Review of The Mist

The Mist (2007)
7/10
Entertaining, yet rather troubling re-imagining of NOTLD and DAWN
6 April 2014
Warning: Spoilers
Frank Darabont, the director of SHAWSHANK REDEMPTION and THE GREEN MILE, once again adapts a Stephen King story and somehow manages to create an entertaining little jump-shocker, despite the story being little more than a rewrite of NIGHT OF THE LIVING DEAD... right down to a horrifyingly downbeat ending. Disappointingly, this films ending lacks the pitch black social criticism of Romero's ending, wherein - of course - the "establishment" rescuers ended up killing the films heroic survivor. Instead, in this version, the rescuers are merely too late to stop our hero from doing something horrific, yet they are seemingly quite successfully at saving many others. Thus, in the end, the "moral" of THE MIST seems to simply be about the power of fear to make us behave toward each other in terrible ways. Sure, there's an important message there, but it lacks the political bite of the message in the film that it borrows from, thus making it feel inferior. And by substituting creatures-from-another-dimension for zombies, the film also loses an additional, dread-inspiring, man-against-himself element.

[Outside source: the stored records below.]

PR #2797, opened 2025-12-08
Delay exposure of `peer_identity()` until handshake `Finished` message is confirmed

ctz:
This PR also does quite a bit of tidying of handshake state code. More to come!

### DIFF
--- a/rustls/src/client/tls12.rs
+++ b/rustls/src/client/tls12.rs
@@ -163,9 +163,6 @@ mod server_hello {
                     cx.common
                         .start_encryption_tls12(&secrets, Side::Client);
 
-                    // Since we're resuming, we verified the certificate and
-                    // proof of possession in the prior session.
-                    cx.common.peer_identity = Some(resuming.peer_identity().clone());
                     cx.common.handshake_kind = Some(HandshakeKind::Resumed);
                     let cert_verified = verify::PeerVerified::assertion();
                     let sig_verified = verify::HandshakeSignatureValid::assertion();
@@ -174,6 +171,8 @@ mod server_hello {
                         Ok(Box::new(ExpectNewTicket {
                             config,
                             secrets,
+                            // Since we're resuming, we verified the certificate and
+                            // proof of possession in the prior session.
                             peer_identity: resuming.peer_identity().clone(),
                             resuming_session: Some(resuming),
                             session_id: server_hello.session_id,
@@ -783,7 +782,6 @@ impl State<ClientConnectionData> for ExpectServerDone {
                     signature,
                 })?
         };
-        cx.common.peer_identity = Some(identity.clone());
 
         // 3.
         if let Some(client_auth) = &st.client_auth {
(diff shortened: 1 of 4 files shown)


rustls/src/client/hs.rs
```diff
@@ -55,9 +53,11 @@ pub(crate) struct ExpectServerHello {
     //
     // If this is `None` then we do not support early data.
     pub(super) early_data_key_schedule: Option<KeyScheduleEarly>,
+    pub(super) ech_state: Option<EchState>,
```
djc: I think I somewhat tried to maintain chronological ordering; as in, when was this value created during the handshake. That seems to me more meaningful (if harder to maintain) than alphabetical order (though consistency is great).

rustls/src/client/tls12.rs
```diff
@@ -174,6 +174,7 @@ mod server_hello {
                         Ok(Box::new(ExpectNewTicket {
                             cert_verified,
                             config,
+                            peer_identity: resuming.peer_identity().clone(),
```
djc, line 176: There seems to be quite a bit of extra cloning in this commit, which feels ugly (even though it does not seem to have an effect on performance). Where does that come from? It doesn't seem obvious to me.

rustls/src/server/tls13.rs
```diff
@@ -1276,6 +1272,7 @@ impl State<ServerConnectionData> for ExpectFinished {
         // Application data may now flow, even if we have client auth enabled.
         cx.common
             .start_traffic(&mut cx.sendable_plaintext);
+        cx.common.peer_identity = self.peer_identity;
```
djc, line 1275: While I think minimizing writes into `CommonState` (particularly as a replacement for maintaining handshake state) is a good idea, IMO delaying this should not be a goal in itself. Rather, I imagine at a lower-level of abstraction we would yeet the peer's identity to the caller as soon as we don't need it for the handshake itself anymore.

ctz: It's not really delaying things as a goal in itself, but instead recognising that the handshake is provisional until the finished message (which demonstrates the integrity of the whole handshake) is confirmed.

djc: Yeah, but the identity can't change after we have established/received it, right?

ctz: True, it cannot change. I think my point is that surfacing it as soon as it and a valid signature by it is received is not great (in TLS1.2 without EMS) because the amount of handshake covered by the signature isn't enough. That means an application that observes the certificate before the finished message is validated has the potential to be misled. It's a pretty marginal point.

rustls/src/client/hs.rs
ctz: Going to put this in a separate PR because it's a pain in the ass to iterate on.

rustls/src/server/tls13.rs
djc: It does feel like a good way to build in misuse-resistance, I suppose. Let's keep it for this PR, anyway.

rustls/src/client/hs.rs
ctz: #2798

rustls/src/client/tls12.rs
ctz: The fundamental here is avoiding using `CommonState` as a storage medium for states, so there's an extra clone (now the state contains its own copy of the identity for issuing or receiving tickets.) It is unfortunate. I think the route I'd like to take there is making `clone()` cheap on `Identity`.

PR #2799, opened 2025-12-10
More cleanups of `CommonState` interactions

ctz:


rustls/src/client/tls13.rs
```diff
@@ -212,6 +212,13 @@ impl ClientHandler<Tls13CipherSuite> for Handler {
 
         emit_fake_ccs(&mut sent_tls13_fake_ccs, cx.common);
 
+        cx.common.handshake_kind = Some(match (&resuming_session, st.done_retry) {
```
ctz, line 215: @djc curious if you prefer this.

rustls/src/server/tls13.rs
```diff
@@ -273,16 +273,17 @@ mod client_hello {
                 emit_fake_ccs(cx.common);
             }
 
-            if full_handshake {
-                cx.common
-                    .handshake_kind
-                    .get_or_insert(HandshakeKind::Full);
+            cx.common.handshake_kind = Some(if full_handshake {
```
ctz: Or this?

rustls/src/client/tls13.rs
djc: Definitely this!

PR #2802, opened 2025-12-12
Rework how buffered plaintext is released

ctz:
Instead of ... *all this* ... just have the buffered connection's `process_new_packets()` try to send anything buffered after each state transition.

### DIFF
--- a/rustls/src/common_state.rs
+++ b/rustls/src/common_state.rs
@@ -187,7 +187,6 @@ impl CommonState {
         data: &mut Data,
         plaintext_locator: &Locator,
         received_plaintext: &mut Option<UnborrowedPayload>,
-        sendable_plaintext: Option<&mut ChunkVecBuffer>,
     ) -> Result<Box<dyn State<Data>>, Error> {
         // Drop CCS messages during handshake in TLS1.3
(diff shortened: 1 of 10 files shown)


rustls/src/common_state.rs
```diff
@@ -442,30 +440,22 @@ impl CommonState {
...
+        while let Some(buf) = plaintext.pop() {
             self.send_appdata_encrypt(buf.as_slice().into());
         }
     }
 
     /// Mark the connection as ready to send and receive application data.
-    ///
-    /// Also flush `sendable_plaintext` if it is `Some`.
-    pub(crate) fn start_traffic(&mut self, sendable_plaintext: &mut Option<&mut ChunkVecBuffer>) {
+    pub(crate) fn start_traffic(&mut self) {
```
djc, line 450: So this is setting `self.may_receive_application_data` twice, right?

djc (approved):

rustls/src/common_state.rs
ctz: this should set both `may_receive_application_data` and `may_send_application_data` to true.

djc: Ahh, my mistake.

PR #40, opened 2019-02-19
Pure-Swift HTTP/2 implementation

Lukasa:
This patch brings together #28 and #32, and provides the integration work to move to a pure-Swift HTTP/2 implementation.

This patch should pass all relevant unit tests and is suitable for ongoing work. It also moves to Swift 5 and NIO 2.

Note that with this patch things aren't *perfect*. In particular, we have some missing features and edge cases that need to be addressed. However, this represents the ongoing development model for this repository, so we should aim to get things into master so we can move back to more reviewable patches.

@weissi, I have tagged you to review but fundamentally I don't expect you to do much here: it's just ludicrously too big to be reviewed.


Lukasa:
@weissi What's our plan about the license headers?

Sources/NIOHTTP2/ConnectionStateMachine/FrameReceivingStates/ReceivingDataState.swift
```diff
@@ -0,0 +1,58 @@
+//===----------------------------------------------------------------------===//
+//
+// This source file is part of the SwiftNIO open source project
+//
+// Copyright (c) 2017-2018 Apple Inc. and the SwiftNIO project authors
```
weissi: this applies to all headers, I think this should be `(c) 2018-2019` and in some cases 2017-2019

Lukasa: Right, but the validator rejects them. So what's the proposed change to the validator?

weissi: @Lukasa the one in [`swift-nio`](https://github.com/apple/swift-nio/blob/master/scripts/sanity.sh#L19) has a `function replace_acceptable_years` whose job it is to replace all acceptable year markers with the string `YEARS`. I think we should do the same for the http2 one

weissi: `2018-2019` needs to be added as an acceptable form too

AlanQuatermain:
An alternative format which I believe works would be something along the lines of (in handy Regex format):

(($FILENAME is p)|P)art of $PROJECT.
$PROJECT is Copyright © 2017–2019 Apple, Inc.

Of course IANAL, so maybe check with Brian on the legal team about that (Tomer knows who that is).

Lukasa:
@weissi Ok, ready for review again.

PR #41, opened 2019-02-21
Add Dockerfile to run h2spec.

Lukasa:
Motivation:

When we get around to it we should aim for our example server to pass
h2spec with flying colours. We aren't there yet, but it's helpful to
be able to run h2spec easily.

Modifications:

Add a docker-compose recipe for running h2spec.

Result:

It'll be easier to run h2spec.


MrMage:
Awesome idea, having a passing h2spec should instill even more confidence in the quality of the implementation 👍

But enough with comparisons to NOTLD, you say? OK, but there's also this... by setting the story in a supermarket, King has also borrowed significantly from another Romero film, DAWN OF THE DEAD. And sadly, it does so without including any equivalent to DAWN's darkly comic social critique. In short, THE MIST can't help but be compared to these other films, and these comparisons can only leave it lacking. Though I enjoyed THE MIST, and would certainly watch it again, I very much wish King had found a more fully original structure to hang his story on.